Wir lieben unsere Hunde und tun alles, damit es ihnen an nichts mangelt. Schicke Halsbänder, weiche Bettchen, Beschäftigungskurse und natürlich jede Menge Snacks. Es macht Spass, die Vierbeiner nach Strich und Faden zu verwöhnen. Ja, es tut uns einfach gut. Umso ernüchternder, wenn es dann trotz der ganzen Aufmerksamkeit und liebevollen Hingabe mit der Erziehung nicht klappen will.
Was trotz unserer Fürsorge häufig ausser Acht gelassen wird, sind die ureigenen Bedürfnisse eines Hundes. Als Rudeltier braucht er ein klares Sozialgefüge. Dieses muss er – wie lange angenommen – keinesfalls selber anführen. Er will sich aber einordnen können und die Führung einem anerkanntermassen überlegenen Sozialpartner übergeben. Doch genau das ist das Problem unserer «Guetzli-Gesellschaft»: Während der Hund einen starken Leader braucht, an dem er sich orientieren kann, machen wir für ihn den treuen Vasallen. Wenn er stupst, wird er gestreichelt, wenn er lieb schaut, fliegt ihm das Leckerli in den Fang, wenn er winselt, geht die Terrassentür auf. Und auch draussen geht es immer der eigenen Nase nach, was das «andere Leinenende» (aus-) hält. So lernt der Hund im Alltag schnell, dass er seine Menschen nach eigenem Gusto lenken und manipulieren kann.
Doch was schliesst der Hund daraus? In seiner Welt ist derjenige überlegen, der den anderen steuert. Ein neues Rudelmitglied beobachtet ganz genau, wer in der bestehenden Sozialstruktur wen «bewegt» und wer entscheidet. Dabei geht es nicht darum, wer der Strengste, Grösste, Lauteste ist. Wichtig für die eigene Positionierung ist, welches Rudelmitglied souveräne Entscheidungen trifft und wie sie von den anderen umgesetzt werden. An diesem Hund orientiert sich der Neuzugang, er gibt ihm die nötige Sicherheit, auf die er sich in jeder Situation verlassen kann.
Wer permanent auf seinen Hund eingeht und ihn zum Nabel der Welt macht, wird sich diese Position nicht erarbeiten.
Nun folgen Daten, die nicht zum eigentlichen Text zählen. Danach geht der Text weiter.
PR #66, opened 2021-03-24
DOCSP-15135 crud read sort update

biniona-mongodb:
## Pull Request Info
Migrate Fundamentals > Builders > Sorts page from  https://jira.mongodb.org/browse/DOCSP-9585 into Fundamentals > CRUD > Read > Sort and redo builders section to more explicitly focus on `Sorts` classs. 

### Issue JIRA link:
https://jira.mongodb.org/browse/DOCSP-15135

https://docs-mongodbcom-staging.corp.mongodb.com/d9aff57/java/docsworker-xlarge/DOCSP-15135-CRUD-Read-Sort-Update/fundamentals/crud/read-operations/sort/

https://docs-mongodbcom-staging.corp.mongodb.com/d9aff57/java/docsworker-xlarge/DOCSP-15135-CRUD-Read-Sort-Update/fundamentals/builders/sort/

### Self-Review Checklist

### DIFF
--- a/source/fundamentals/builders/sort.txt
+++ b/source/fundamentals/builders/sort.txt
@@ -47,7 +47,7 @@ driver, consider reading our
 The Sorts Class
 ---------------
 
-``Sorts`` class is a builder that provides static factory methods for all sort
+The ``Sorts`` class is a builder that provides static factory methods for all sort
 criteria operators supported by MongoDB. These methods return a ``Bson`` object
 that you can pass to the  ``sort()`` method of a ``FindIterable`` instance or to 
 ``Aggregates.sort()``. If you want to learn more about ``Aggregates``, see our 
@@ -170,7 +170,7 @@ Text Score
 
 To specify a sort by the text score of a text search, use the
 ``Sorts.metaTextScore()`` static factory method. For a detailed usage example
-showing how to specify a sort using ``Sorts.metaTextScore()``, see 
+showing how to specify sort criteria using ``Sorts.metaTextScore()``, see 
 :ref:`the text search section of our sorting fundamentals guide <sorts-crud-text-search>`.
 
 For more information, see the
--- a/source/fundamentals/builders/sort.txt
+++ b/source/fundamentals/builders/sort.txt
@@ -39,9 +39,9 @@ driver, consider reading our
 
 .. warning::
 
-   MongoDB does not provide guaranteed sort order in the event of ties, or
-   documents with identical values in the field used for sorting. For a detailed
-   discussion of ties see the
+   MongoDB does not provide guaranteed sort order in the event of **ties**. A
+   tie occurs when two or more documents contain identical values in the
+   field being used for a sort. For a detailed discussion of ties see the
    :ref:`handling ties section of our guide on sorting <sorts-crud-handling-ties>`
 
 The Sorts Class
--- a/source/fundamentals/builders/sort.txt
+++ b/source/fundamentals/builders/sort.txt
@@ -198,9 +198,11 @@ The output of the example above should look something like this:
 Text Score
 ----------
 
-To specify a sort by the text score of a text search, use the
-``Sorts.metaTextScore()`` static factory method. For a detailed usage example
-showing how to specify sort criteria using ``Sorts.metaTextScore()``, see 
+You can sort text search results by their text score, a value that indicates how
+closely a search result matches your search string. To specify a sort by the
+text score of a text search, use the ``Sorts.metaTextScore()`` static factory
+method. For a detailed example showing how to specify sort criteria using
+the ``Sorts.metaTextScore()`` method, see 
 :ref:`the text search section of our sorting fundamentals guide <sorts-crud-text-search>`.
 
 For more information, see the
--- a/source/fundamentals/builders/sort.txt
+++ b/source/fundamentals/builders/sort.txt
@@ -86,7 +86,7 @@ The following two code snippets are equivalent. However, we recommend you use th
    // Not Recommended
    collection.find().sort(new Document("_id", 1));
 
-The code snippets above both sort the documents in the
+Both code snippets above sort the documents in the
 :ref:`sort_example collection <sorts-crud-sort-example>`  
 in the following order: 
    
--- a/source/fundamentals/builders/sort.txt
+++ b/source/fundamentals/builders/sort.txt
@@ -132,8 +132,8 @@ The output of the example above should look something like this:
    {"_id": 4, "letter": "b", "food": "coffee with sugar"}
    ...
 
-Combining Criteria
-------------------
+Combining Sort Criteria
+-----------------------
 
 To combine sort criteria, use the ``Sorts.orderBy()`` static factory
 method. The ``orderBy()`` method builds sort criteria that apply passed 
--- a/source/fundamentals/builders/sort.txt
+++ b/source/fundamentals/builders/sort.txt
@@ -123,10 +123,7 @@ on the ``_id`` field:
    
    collection.find().sort(descending("_id"));
 
-
-The code snippet above returns the documents in the
-:ref:`sort_example collection <sorts-builders-sort-example>`  
-in the following order: 
+The output of the example above should look something like this: 
 
 .. code-block:: json
 
@@ -142,9 +139,9 @@ To combine sort criteria, use the ``Sorts.orderBy()`` static factory
 method. The ``orderBy()`` method builds sort criteria that apply passed 
 in sort criteria from left to right in the event of ties.
 
-In the following code snippet, we use the ``orderBy()`` method to combine a
-descending sort on the ``letter`` field with an ascending sort on the
-``_id`` field.
+The following example sorts the documents in the 
+:ref:`sort_example collection <sorts-builders-sort-example>` in descending order
+on the ``letter`` field and ascending order on the ``_id`` field:
 
 .. code-block:: java
 
@@ -157,9 +154,7 @@ descending sort on the ``letter`` field with an ascending sort on the
    Bson orderBySort = orderBy(descending("letter"), ascending("_id"));
    collection.find().sort(orderBySort);
 
-The code snippet above returns the documents in the
-:ref:`sort_example collection <sorts-builders-sort-example>`
-in the following order: 
+The output of the example above should look something like this: 
 
 .. code-block:: json
 
@@ -170,13 +165,13 @@ in the following order:
    {"_id": 3, "letter": "a", "food": "maple syrup"}
    {"_id": 5, "letter": "a", "food": "milk and cookies"}
 
-Meta Text Score
----------------
+Text Score
+----------
 
 To specify a sort by the text score of a text search, use the
-``Sorts.metaTextScore()`` static factory method. For a detailed example of
-specifying a sort using ``Sorts.metaTextScore()``, see 
-:ref:`the text search section of our sorting fundamentals guide <sorts-crud-text-search>`
+``Sorts.metaTextScore()`` static factory method. For a detailed usage example
+showing how to specify a sort using ``Sorts.metaTextScore()``, see 
+:ref:`the text search section of our sorting fundamentals guide <sorts-crud-text-search>`.
 
 For more information, see the
 :java-docs:`Sorts class API documentation </apidocs/mongodb-driver-core/com/mongodb/client/model/Sorts.html>`.
--- a/source/fundamentals/builders/sort.txt
+++ b/source/fundamentals/builders/sort.txt
@@ -171,7 +171,8 @@ in sort criteria from left to right in the event of ties.
 
 The following example sorts the documents in the 
 :ref:`sort_example collection <sorts-builders-sort-example>` in descending order
-on the ``letter`` field and ascending order on the ``_id`` field:
+on the ``letter`` field, and in the event of a tie, ascending order on the
+``_id`` field:
 
 .. code-block:: java
 
--- a/source/fundamentals/builders/sort.txt
+++ b/source/fundamentals/builders/sort.txt
@@ -84,7 +84,7 @@ The following two code snippets are equivalent, however we recommend you use the
    // <MongoCollection setup code here>
    
    //Not Recommended
-   collection.find().sort(new Document("_id", 1)));
+   collection.find().sort(new Document("_id", 1));
 
 The code snippets above both sort the documents in the
 :ref:`sort_example collection <sorts-crud-sort-example>`  
--- a/source/fundamentals/builders/sort.txt
+++ b/source/fundamentals/builders/sort.txt
@@ -76,7 +76,7 @@ The following two code snippets are equivalent, however we recommend you use the
 
    // <MongoCollection setup code here>
    
-   //Recommended
+   // Recommended
    collection.find().sort(ascending("_id"));
 
 .. code-block:: java
--- a/source/fundamentals/builders/sort.txt
+++ b/source/fundamentals/builders/sort.txt
@@ -60,36 +60,6 @@ that you can pass to the  ``sort()`` method of a ``FindIterable`` instance or to
 class, see our 
 :doc:`guide on the Aggregates builder </fundamentals/builders/aggregates>`.
 
-The following two code snippets are equivalent. However, we recommend you use the
-``Sorts`` builder to specify your sort criteria:
-
-.. code-block:: java
-
-   import static com.mongodb.client.model.Sorts.ascending;
-
-   // <MongoCollection setup code here>
-   
-   // Recommended
-   collection.find().sort(ascending("_id"));
-
-.. code-block:: java
-
-   // <MongoCollection setup code here>
-   
-   // Not Recommended
-   collection.find().sort(new Document("_id", 1));
-
-Both code snippets above sort the documents in the
-:ref:`sort_example collection <sorts-crud-sort-example>`  
-in the following order: 
-   
-.. code-block:: json
-
-   {"_id": 1, "letter": "c", "food": "coffee with milk"}
-   {"_id": 2, "letter": "a", "food": "donuts and coffee"}
-   {"_id": 3, "letter": "a", "food": "maple syrup"}
-   ...
-
 For more information about the classes and interfaces in this section, see the
 following API documentation:
    
--- a/source/fundamentals/builders/sort.txt
+++ b/source/fundamentals/builders/sort.txt
@@ -65,7 +65,8 @@ The Sorts Class
 The ``Sorts`` class is a builder that provides static factory methods for all sort
 criteria operators supported by MongoDB. These methods return a ``Bson`` object
 that you can pass to the  ``sort()`` method of a ``FindIterable`` instance or to 
-``Aggregates.sort()``. If you want to learn more about ``Aggregates``, see our 
+``Aggregates.sort()``. If you want to learn more about the ``Aggregates``
+class, see our 
 :doc:`guide on the Aggregates builder </fundamentals/builders/aggregates>`.
 
 The following two code snippets are equivalent. However, we recommend you use the
--- a/source/fundamentals/builders/sort.txt
+++ b/source/fundamentals/builders/sort.txt
@@ -36,14 +36,6 @@ If you want to learn the fundamentals of sorting in the MongoDB Java
 driver, consider reading our
 :doc:`guide on sorting </fundamentals/crud/read-operations/sort/>`.
 
-.. warning::
-
-   MongoDB does not guarantee sort order in the event of **ties**. A
-   tie occurs when two or more documents contain identical values in the
-   field being used to order your results. For a detailed discussion of ties, 
-   see the
-   :ref:`handling ties section of our guide on sorting <sorts-crud-handling-ties>`.
-
 .. _sorts-builders-sort-example:
 
 The examples on this page use a sample collection, ``sort_example``, that
--- a/source/fundamentals/builders/sort.txt
+++ b/source/fundamentals/builders/sort.txt
@@ -128,8 +128,9 @@ Combining Sort Criteria
 -----------------------
 
 To combine sort criteria, use the ``Sorts.orderBy()`` static factory
-method. The ``orderBy()`` method builds sort criteria that apply passed 
-in sort criteria from left to right in the event of ties.
+method. This method constructs an object containing an ordered list of sort
+criteria. When performing the sort, if the leftmost sort criteria results in a
+tie, the sort uses the next sort criteria in the list to determine the order.
 
 The following example sorts the documents in the 
 :ref:`sample collection <sorts-builders-sort-sample>` in descending order
--- a/source/fundamentals/builders/sort.txt
+++ b/source/fundamentals/builders/sort.txt
@@ -36,9 +36,9 @@ If you want to learn the fundamentals of sorting in the MongoDB Java
 driver, consider reading our
 :doc:`guide on sorting </fundamentals/crud/read-operations/sort/>`.
 
-.. _sorts-builders-sort-example:
+.. _sorts-builders-sort-sample:
 
-The examples on this page use a sample collection, ``sort_example``, that
+The examples on this page use a sample collection that
 contains the following documents:
 
 .. code-block:: json
@@ -77,7 +77,7 @@ factory method. Pass ``Sorts.ascending()``
 the name of the field you need to sort on.
 
 The following example sorts the documents in the 
-:ref:`sort_example collection <sorts-builders-sort-example>` by ascending order
+:ref:`sample collection <sorts-builders-sort-sample>` by ascending order
 on the ``_id`` field:
 
 .. code-block:: java
@@ -104,7 +104,7 @@ To specify a descending sort, use the ``Sorts.descending()`` static factory
 method. Pass ``Sorts.descending()`` the name of the field you need to sort on.
 
 The following example sorts the documents in the 
-:ref:`sort_example collection <sorts-builders-sort-example>` in descending order
+:ref:`sample collection <sorts-builders-sort-sample>` in descending order
 on the ``_id`` field:
 
 .. code-block:: java
@@ -132,7 +132,7 @@ method. The ``orderBy()`` method builds sort criteria that apply passed
 in sort criteria from left to right in the event of ties.
 
 The following example sorts the documents in the 
-:ref:`sort_example collection <sorts-builders-sort-example>` in descending order
+:ref:`sample collection <sorts-builders-sort-sample>` in descending order
 on the ``letter`` field, and in the event of a tie, ascending order on the
 ``_id`` field:
 
--- a/source/fundamentals/builders/sort.txt
+++ b/source/fundamentals/builders/sort.txt
@@ -39,7 +39,7 @@ driver, consider reading our
 
 .. warning::
 
-   MongoDB does not provide guaranteed sort order in the event of **ties**. A
+   MongoDB does not guarantee sort order in the event of **ties**. A
    tie occurs when two or more documents contain identical values in the
    field being used for a sort. For a detailed discussion of ties see the
    :ref:`handling ties section of our guide on sorting <sorts-crud-handling-ties>`.
--- a/source/fundamentals/builders/sort.txt
+++ b/source/fundamentals/builders/sort.txt
@@ -67,7 +67,7 @@ that you can pass to the  ``sort()`` method of a ``FindIterable`` instance or to
 ``Aggregates.sort()``. If you want to learn more about ``Aggregates``, see our 
 :doc:`guide on the Aggregates builder </fundamentals/builders/aggregates>`.
 
-The following two code snippets are equivalent, however we recommend you use the
+The following two code snippets are equivalent. However, we recommend you use the
 ``Sorts`` builder to specify your sort criteria:
 
 .. code-block:: java
--- a/source/fundamentals/builders/sort.txt
+++ b/source/fundamentals/builders/sort.txt
@@ -41,7 +41,7 @@ driver, consider reading our
 
    MongoDB does not guarantee sort order in the event of **ties**. A
    tie occurs when two or more documents contain identical values in the
-   field being used for a sort. For a detailed discussion of ties see the
+   field being used for a sort. For a detailed discussion of ties, see the
    :ref:`handling ties section of our guide on sorting <sorts-crud-handling-ties>`.
 
 .. _sorts-builders-sort-example:
--- a/source/fundamentals/builders/sort.txt
+++ b/source/fundamentals/builders/sort.txt
@@ -44,20 +44,10 @@ driver, consider reading our
    field being used for a sort. For a detailed discussion of ties see the
    :ref:`handling ties section of our guide on sorting <sorts-crud-handling-ties>`
 
-The Sorts Class
----------------
-
-The ``Sorts`` class is a builder that provides static factory methods for all sort
-criteria operators supported by MongoDB. These methods return a ``Bson`` object
-that you can pass to the  ``sort()`` method of a ``FindIterable`` instance or to 
-``Aggregates.sort()``. If you want to learn more about ``Aggregates``, see our 
-:doc:`guide on the Aggregates builder </fundamentals/builders/aggregates>`.
-
 .. _sorts-builders-sort-example:
 
-The following examples show you how to use the methods
-provided by the ``Sorts`` class to sort your queries. The examples use a
-sample collection, ``sort_example``, that contains the following documents:
+The examples on this page use a sample collection, ``sort_example``, that
+contains the following documents:
 
 .. code-block:: json
 
@@ -67,6 +57,15 @@ sample collection, ``sort_example``, that contains the following documents:
    {"_id": 5, "letter": "a", "food": "milk and cookies"}
    {"_id": 2, "letter": "a", "food": "donuts and coffee"}
    {"_id": 6, "letter": "c", "food": "maple donut"}
+
+The Sorts Class
+---------------
+
+The ``Sorts`` class is a builder that provides static factory methods for all sort
+criteria operators supported by MongoDB. These methods return a ``Bson`` object
+that you can pass to the  ``sort()`` method of a ``FindIterable`` instance or to 
+``Aggregates.sort()``. If you want to learn more about ``Aggregates``, see our 
+:doc:`guide on the Aggregates builder </fundamentals/builders/aggregates>`.
 
 For more information about the classes and interfaces in this section, see the
 following API documentation:
--- a/source/fundamentals/builders/sort.txt
+++ b/source/fundamentals/builders/sort.txt
@@ -67,6 +67,36 @@ that you can pass to the  ``sort()`` method of a ``FindIterable`` instance or to
 ``Aggregates.sort()``. If you want to learn more about ``Aggregates``, see our 
 :doc:`guide on the Aggregates builder </fundamentals/builders/aggregates>`.
 
+The following two code snippets are equivalent, however we recommend you use the
+``Sorts`` builder to specify your sort criteria:
+
+.. code-block:: java
+
+   import static com.mongodb.client.model.Sorts.ascending;
+
+   // <MongoCollection setup code here>
+   
+   //Recommended
+   collection.find().sort(ascending("_id"));
+
+.. code-block:: java
+
+   // <MongoCollection setup code here>
+   
+   //Not Recommended
+   collection.find().sort(new Document("_id", 1)));
+
+The code snippets above both sort the documents in the
+:ref:`sort_example collection <sorts-crud-sort-example>`  
+in the following order: 
+   
+.. code-block:: json
+
+   {"_id": 1, "letter": "c", "food": "coffee with milk"}
+   {"_id": 2, "letter": "a", "food": "donuts and coffee"}
+   {"_id": 3, "letter": "a", "food": "maple syrup"}
+   ...
+
 For more information about the classes and interfaces in this section, see the
 following API documentation:
    
--- a/source/fundamentals/builders/sort.txt
+++ b/source/fundamentals/builders/sort.txt
@@ -83,7 +83,7 @@ The following two code snippets are equivalent, however we recommend you use the
 
    // <MongoCollection setup code here>
    
-   //Not Recommended
+   // Not Recommended
    collection.find().sort(new Document("_id", 1));
 
 The code snippets above both sort the documents in the
--- a/source/fundamentals/builders/sort.txt
+++ b/source/fundamentals/builders/sort.txt
@@ -152,7 +152,7 @@ on the ``_id`` field:
    
    collection.find().sort(descending("_id"));
 
-The output of the example above should look something like this: 
+The above example should output something like this: 
 
 .. code-block:: json
 
--- a/source/fundamentals/builders/sort.txt
+++ b/source/fundamentals/builders/sort.txt
@@ -42,7 +42,7 @@ driver, consider reading our
    MongoDB does not provide guaranteed sort order in the event of **ties**. A
    tie occurs when two or more documents contain identical values in the
    field being used for a sort. For a detailed discussion of ties see the
-   :ref:`handling ties section of our guide on sorting <sorts-crud-handling-ties>`
+   :ref:`handling ties section of our guide on sorting <sorts-crud-handling-ties>`.
 
 .. _sorts-builders-sort-example:
 
--- a/source/fundamentals/builders/sort.txt
+++ b/source/fundamentals/builders/sort.txt
@@ -40,24 +40,18 @@ driver, consider reading our
 .. warning::
 
    MongoDB does not provide guaranteed sort order in the event of ties, or
-   documents with identical values on the field being sorted. For a detailed
+   documents with identical values in the field used for sorting. For a detailed
    discussion of ties see the
    :ref:`handling ties section of our guide on sorting <sorts-crud-handling-ties>`
 
 The Sorts Class
 ---------------
 
-The :java-docs:`Sorts </apidocs/mongodb-driver-core/com/mongodb/client/model/Sorts.html>`
-class is a builder that provides static factory methods for all sort criteria
-operators supported by MongoDB. These methods return a
-:java-docs:`Bson </apidocs/bson/org/bson/conversions/Bson.html>`
-object that you can pass to the 
-:java-docs:`sort() </apidocs/mongodb-driver-sync/com/mongodb/client/FindIterable.html#sort(org.bson.conversions.Bson)>`
-method of a ``FindIterable`` instance or to 
-:java-docs:`Aggregates.sort() </apidocs/mongodb-driver-core/com/mongodb/client/model/Aggregates.html#sort(org.bson.conversions.Bson)>`.
-If you want to learn more about ``Aggregates``, see our 
+``Sorts`` class is a builder that provides static factory methods for all sort
+criteria operators supported by MongoDB. These methods return a ``Bson`` object
+that you can pass to the  ``sort()`` method of a ``FindIterable`` instance or to 
+``Aggregates.sort()``. If you want to learn more about ``Aggregates``, see our 
 :doc:`guide on the Aggregates builder </fundamentals/builders/aggregates>`.
-
 
 .. _sorts-builders-sort-example:
 
@@ -73,6 +67,15 @@ sample collection, ``sort_example``, that contains the following documents:
    {"_id": 5, "letter": "a", "food": "milk and cookies"}
    {"_id": 2, "letter": "a", "food": "donuts and coffee"}
    {"_id": 6, "letter": "c", "food": "maple donut"}
+
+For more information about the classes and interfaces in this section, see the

Er wird seinem Hund nicht imponieren und sich schwer damit tun, die für seine Erziehung nötige Akzeptanz zu erlangen. Wer ihn dagegen auch einmal ignoriert und seine eigenen Bedürfnisse und Absichten demonstrativ in den Vordergrund stellt, macht Eindruck. Dafür reicht es schon, den Hund einfach mal bewusst für eine gewisse Zeit nicht anzuschauen, anzusprechen, anzufassen oder sonst wie zu bespassen. Ganz getreu dem bekannten Motto: Willst du gelten, mach dich selten!